[Start of Attachment]
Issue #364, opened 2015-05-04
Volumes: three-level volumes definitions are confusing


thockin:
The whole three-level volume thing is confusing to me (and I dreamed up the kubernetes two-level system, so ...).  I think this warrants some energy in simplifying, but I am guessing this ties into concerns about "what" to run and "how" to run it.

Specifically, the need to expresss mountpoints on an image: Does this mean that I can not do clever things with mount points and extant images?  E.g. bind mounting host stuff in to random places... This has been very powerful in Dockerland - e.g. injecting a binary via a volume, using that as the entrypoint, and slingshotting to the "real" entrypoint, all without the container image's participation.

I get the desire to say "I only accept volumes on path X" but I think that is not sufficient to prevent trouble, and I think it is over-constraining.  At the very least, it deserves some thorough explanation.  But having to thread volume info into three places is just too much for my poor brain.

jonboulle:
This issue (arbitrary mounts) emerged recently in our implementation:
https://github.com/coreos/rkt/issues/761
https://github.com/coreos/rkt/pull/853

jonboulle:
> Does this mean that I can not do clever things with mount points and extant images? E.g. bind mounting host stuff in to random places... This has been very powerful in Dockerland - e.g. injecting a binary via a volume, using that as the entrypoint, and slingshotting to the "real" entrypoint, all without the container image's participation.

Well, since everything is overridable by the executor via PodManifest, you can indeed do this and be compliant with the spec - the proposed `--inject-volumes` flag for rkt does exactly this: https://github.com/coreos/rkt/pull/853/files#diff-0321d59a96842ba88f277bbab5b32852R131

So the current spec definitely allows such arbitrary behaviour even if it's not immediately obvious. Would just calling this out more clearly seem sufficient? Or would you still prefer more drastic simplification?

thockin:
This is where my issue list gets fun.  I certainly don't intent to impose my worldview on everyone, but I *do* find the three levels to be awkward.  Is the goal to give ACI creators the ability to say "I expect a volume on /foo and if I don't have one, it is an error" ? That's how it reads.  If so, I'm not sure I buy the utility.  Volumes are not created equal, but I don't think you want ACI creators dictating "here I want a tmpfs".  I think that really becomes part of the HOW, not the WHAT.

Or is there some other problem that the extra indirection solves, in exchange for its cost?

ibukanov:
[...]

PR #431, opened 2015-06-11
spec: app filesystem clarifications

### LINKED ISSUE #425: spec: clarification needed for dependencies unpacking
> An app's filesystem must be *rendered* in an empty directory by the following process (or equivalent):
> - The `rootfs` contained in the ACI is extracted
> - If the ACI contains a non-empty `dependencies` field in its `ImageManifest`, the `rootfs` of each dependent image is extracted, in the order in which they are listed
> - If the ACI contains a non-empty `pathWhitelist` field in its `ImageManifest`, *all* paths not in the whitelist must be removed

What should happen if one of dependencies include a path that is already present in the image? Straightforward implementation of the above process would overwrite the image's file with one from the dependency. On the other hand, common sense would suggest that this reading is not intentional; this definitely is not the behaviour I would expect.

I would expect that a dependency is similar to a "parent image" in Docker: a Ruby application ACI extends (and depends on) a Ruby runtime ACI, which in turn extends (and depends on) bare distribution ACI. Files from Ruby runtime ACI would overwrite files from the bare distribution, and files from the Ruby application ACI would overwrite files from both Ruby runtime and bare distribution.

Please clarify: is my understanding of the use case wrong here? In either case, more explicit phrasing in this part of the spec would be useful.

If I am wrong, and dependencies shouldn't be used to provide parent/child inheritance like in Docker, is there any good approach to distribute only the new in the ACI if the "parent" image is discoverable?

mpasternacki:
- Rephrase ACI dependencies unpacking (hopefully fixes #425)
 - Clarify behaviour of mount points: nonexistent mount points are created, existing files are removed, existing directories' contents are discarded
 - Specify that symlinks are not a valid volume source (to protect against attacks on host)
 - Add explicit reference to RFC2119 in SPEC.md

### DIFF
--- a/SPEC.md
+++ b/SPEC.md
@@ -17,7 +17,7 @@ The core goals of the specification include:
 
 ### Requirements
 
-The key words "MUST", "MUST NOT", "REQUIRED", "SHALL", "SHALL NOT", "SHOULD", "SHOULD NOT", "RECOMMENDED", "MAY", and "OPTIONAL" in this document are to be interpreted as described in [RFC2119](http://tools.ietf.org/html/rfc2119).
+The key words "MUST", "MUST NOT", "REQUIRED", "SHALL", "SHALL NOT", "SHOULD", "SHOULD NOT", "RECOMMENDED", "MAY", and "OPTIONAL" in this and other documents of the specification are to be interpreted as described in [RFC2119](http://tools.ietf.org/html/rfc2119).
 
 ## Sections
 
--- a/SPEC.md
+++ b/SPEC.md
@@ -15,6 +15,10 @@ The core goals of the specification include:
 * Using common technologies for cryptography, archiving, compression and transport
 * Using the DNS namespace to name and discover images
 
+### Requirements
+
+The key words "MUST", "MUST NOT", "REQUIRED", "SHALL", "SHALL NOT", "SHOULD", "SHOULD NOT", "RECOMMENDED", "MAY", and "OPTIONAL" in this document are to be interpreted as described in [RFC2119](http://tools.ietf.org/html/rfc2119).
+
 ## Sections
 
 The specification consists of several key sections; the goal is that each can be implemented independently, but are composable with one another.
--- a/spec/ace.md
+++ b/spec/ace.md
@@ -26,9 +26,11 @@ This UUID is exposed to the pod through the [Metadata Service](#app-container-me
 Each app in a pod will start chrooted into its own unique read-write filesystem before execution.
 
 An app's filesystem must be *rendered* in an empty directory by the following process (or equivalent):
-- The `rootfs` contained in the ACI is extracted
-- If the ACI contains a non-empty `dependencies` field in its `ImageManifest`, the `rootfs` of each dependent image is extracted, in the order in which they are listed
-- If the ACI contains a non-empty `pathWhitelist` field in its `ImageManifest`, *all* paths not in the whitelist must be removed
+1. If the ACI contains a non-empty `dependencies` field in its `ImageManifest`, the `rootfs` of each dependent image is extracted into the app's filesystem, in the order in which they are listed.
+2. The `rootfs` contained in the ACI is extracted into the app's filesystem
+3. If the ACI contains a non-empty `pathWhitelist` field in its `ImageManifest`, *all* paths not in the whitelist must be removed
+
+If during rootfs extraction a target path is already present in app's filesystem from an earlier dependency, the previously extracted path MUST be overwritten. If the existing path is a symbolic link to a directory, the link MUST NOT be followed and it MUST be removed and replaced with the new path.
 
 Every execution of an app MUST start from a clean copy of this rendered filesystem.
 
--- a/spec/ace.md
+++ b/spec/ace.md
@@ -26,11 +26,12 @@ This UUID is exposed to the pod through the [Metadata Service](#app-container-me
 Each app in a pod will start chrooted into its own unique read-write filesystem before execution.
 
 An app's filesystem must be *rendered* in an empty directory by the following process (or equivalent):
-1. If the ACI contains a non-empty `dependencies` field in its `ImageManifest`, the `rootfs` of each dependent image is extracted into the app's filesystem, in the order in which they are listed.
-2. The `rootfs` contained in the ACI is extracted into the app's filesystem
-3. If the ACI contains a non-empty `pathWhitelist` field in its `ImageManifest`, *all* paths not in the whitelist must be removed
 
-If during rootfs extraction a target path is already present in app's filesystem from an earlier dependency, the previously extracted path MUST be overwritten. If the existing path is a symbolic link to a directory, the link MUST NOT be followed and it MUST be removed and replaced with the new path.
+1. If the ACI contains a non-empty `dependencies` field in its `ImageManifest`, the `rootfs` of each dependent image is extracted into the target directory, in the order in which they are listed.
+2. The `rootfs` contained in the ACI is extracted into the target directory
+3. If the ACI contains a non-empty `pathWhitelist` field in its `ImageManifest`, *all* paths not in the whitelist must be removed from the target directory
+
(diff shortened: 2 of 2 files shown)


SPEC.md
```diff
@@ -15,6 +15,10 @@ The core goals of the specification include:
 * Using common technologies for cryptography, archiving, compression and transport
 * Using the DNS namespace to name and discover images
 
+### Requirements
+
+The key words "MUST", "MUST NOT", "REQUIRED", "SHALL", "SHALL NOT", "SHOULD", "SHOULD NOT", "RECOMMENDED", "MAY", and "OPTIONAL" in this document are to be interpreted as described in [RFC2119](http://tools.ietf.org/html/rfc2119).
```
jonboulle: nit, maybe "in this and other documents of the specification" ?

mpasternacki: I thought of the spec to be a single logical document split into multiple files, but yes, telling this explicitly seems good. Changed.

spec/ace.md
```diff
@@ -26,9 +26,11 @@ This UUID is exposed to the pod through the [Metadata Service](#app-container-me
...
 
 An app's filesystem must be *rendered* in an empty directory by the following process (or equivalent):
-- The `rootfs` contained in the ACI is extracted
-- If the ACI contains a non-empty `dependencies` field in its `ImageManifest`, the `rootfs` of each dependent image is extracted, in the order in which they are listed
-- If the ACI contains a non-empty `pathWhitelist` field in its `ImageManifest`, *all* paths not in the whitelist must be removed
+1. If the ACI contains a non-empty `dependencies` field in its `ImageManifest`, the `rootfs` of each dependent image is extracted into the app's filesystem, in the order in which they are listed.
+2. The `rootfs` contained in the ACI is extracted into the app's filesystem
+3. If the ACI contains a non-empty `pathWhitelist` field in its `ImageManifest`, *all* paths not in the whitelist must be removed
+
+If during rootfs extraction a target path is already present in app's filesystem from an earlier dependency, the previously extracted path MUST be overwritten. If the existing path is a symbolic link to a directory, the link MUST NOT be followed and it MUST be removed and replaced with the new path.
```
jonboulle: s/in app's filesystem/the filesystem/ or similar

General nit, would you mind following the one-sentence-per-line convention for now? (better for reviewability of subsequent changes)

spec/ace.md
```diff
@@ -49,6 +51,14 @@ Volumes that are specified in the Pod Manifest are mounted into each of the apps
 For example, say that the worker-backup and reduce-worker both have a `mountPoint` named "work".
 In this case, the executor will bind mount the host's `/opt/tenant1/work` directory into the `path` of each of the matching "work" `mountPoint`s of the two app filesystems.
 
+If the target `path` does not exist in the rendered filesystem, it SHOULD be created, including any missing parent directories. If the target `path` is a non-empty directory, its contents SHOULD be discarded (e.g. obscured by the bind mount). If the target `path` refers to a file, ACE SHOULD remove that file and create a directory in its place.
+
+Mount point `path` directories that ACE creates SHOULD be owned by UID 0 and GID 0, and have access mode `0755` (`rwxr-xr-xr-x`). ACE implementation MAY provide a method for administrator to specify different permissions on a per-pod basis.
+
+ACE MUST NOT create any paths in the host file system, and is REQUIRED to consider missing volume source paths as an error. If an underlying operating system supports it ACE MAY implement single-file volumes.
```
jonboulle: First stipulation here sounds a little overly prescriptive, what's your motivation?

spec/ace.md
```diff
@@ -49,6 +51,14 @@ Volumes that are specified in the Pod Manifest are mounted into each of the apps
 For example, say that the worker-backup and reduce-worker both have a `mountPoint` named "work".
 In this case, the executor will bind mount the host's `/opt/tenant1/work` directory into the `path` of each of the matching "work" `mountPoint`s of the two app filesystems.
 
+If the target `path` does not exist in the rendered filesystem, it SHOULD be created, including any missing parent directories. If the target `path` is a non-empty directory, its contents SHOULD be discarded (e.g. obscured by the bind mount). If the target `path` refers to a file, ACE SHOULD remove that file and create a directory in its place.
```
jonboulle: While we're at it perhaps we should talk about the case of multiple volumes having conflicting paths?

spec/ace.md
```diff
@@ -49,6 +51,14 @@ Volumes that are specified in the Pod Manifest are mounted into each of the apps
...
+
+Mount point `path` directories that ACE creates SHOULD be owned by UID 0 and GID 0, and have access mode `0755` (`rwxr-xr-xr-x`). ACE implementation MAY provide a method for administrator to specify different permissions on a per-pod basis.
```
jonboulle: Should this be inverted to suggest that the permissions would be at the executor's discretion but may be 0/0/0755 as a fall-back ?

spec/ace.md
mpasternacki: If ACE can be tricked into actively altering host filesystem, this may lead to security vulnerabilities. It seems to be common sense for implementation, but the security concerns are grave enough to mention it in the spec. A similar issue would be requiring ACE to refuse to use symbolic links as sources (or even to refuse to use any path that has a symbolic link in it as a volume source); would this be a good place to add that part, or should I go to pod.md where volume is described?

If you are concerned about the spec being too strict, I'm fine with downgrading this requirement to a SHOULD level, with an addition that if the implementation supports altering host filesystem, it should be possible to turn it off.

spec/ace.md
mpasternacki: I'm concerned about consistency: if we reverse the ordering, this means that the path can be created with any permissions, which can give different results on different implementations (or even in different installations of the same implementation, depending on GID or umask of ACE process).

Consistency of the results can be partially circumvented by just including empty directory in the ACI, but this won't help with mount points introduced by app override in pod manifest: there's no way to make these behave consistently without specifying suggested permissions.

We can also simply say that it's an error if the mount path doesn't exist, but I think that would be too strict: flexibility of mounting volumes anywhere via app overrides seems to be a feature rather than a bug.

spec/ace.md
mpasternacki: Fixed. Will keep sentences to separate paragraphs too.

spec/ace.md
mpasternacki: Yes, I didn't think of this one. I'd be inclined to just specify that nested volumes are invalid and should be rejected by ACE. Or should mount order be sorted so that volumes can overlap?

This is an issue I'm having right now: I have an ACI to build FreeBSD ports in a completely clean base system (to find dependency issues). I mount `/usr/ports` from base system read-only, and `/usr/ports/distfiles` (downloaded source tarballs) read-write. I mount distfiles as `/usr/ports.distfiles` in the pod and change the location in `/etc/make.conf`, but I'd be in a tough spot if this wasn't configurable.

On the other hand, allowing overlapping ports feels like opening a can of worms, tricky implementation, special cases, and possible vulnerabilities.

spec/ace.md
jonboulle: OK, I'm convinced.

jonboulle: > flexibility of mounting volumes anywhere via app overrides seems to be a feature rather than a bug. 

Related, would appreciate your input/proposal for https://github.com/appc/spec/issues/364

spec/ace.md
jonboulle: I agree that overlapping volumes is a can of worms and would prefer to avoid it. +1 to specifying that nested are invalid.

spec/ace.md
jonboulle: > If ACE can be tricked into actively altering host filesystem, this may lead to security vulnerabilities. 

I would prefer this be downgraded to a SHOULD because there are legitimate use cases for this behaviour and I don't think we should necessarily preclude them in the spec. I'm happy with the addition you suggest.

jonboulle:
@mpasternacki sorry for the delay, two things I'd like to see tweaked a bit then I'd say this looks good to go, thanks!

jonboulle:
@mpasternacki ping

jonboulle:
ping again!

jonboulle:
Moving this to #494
[End of Attachment]
[Start of Attachment]
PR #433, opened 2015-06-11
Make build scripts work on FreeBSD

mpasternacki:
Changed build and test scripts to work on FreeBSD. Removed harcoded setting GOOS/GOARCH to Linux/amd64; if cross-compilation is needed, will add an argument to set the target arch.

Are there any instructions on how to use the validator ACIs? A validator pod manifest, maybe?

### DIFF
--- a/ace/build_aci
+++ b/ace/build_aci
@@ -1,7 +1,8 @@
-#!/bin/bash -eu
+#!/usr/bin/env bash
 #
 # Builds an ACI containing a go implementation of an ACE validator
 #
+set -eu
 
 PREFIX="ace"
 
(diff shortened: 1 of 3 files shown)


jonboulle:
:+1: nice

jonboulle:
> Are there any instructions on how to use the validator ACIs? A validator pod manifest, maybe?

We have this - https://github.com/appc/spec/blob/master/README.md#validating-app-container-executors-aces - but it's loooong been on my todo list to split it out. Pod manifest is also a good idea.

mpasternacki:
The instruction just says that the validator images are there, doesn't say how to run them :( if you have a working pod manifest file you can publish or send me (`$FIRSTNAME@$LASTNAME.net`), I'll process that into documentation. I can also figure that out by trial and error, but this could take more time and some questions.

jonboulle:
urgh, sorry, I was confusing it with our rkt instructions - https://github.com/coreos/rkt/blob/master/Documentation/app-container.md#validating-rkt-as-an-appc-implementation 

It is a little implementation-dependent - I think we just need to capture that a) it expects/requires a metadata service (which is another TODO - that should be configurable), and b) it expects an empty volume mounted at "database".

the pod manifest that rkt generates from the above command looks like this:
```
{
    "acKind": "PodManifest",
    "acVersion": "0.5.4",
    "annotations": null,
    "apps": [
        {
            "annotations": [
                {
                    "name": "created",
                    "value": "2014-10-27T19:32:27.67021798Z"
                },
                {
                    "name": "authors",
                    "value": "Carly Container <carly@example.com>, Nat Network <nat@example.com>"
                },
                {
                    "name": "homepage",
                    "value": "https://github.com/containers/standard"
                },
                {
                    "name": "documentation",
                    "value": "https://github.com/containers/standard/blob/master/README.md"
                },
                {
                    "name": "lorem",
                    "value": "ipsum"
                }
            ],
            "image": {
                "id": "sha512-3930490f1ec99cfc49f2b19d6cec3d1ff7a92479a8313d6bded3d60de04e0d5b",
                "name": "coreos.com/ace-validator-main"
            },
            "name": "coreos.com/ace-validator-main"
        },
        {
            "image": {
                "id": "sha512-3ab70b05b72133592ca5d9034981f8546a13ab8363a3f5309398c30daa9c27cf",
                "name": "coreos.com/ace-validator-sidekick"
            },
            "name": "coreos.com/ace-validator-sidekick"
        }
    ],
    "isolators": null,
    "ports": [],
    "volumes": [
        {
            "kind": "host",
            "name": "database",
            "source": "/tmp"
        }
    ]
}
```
[End of Attachment]
■ **REQUIRED ACTION**
Check each line of the listing above. Copy it if it holds the string "ACIs".

■ **OUTPUT**
Are there any instructions on how to use the validator ACIs? A validator pod manifest, maybe?
> Are there any instructions on how to use the validator ACIs? A validator pod manifest, maybe?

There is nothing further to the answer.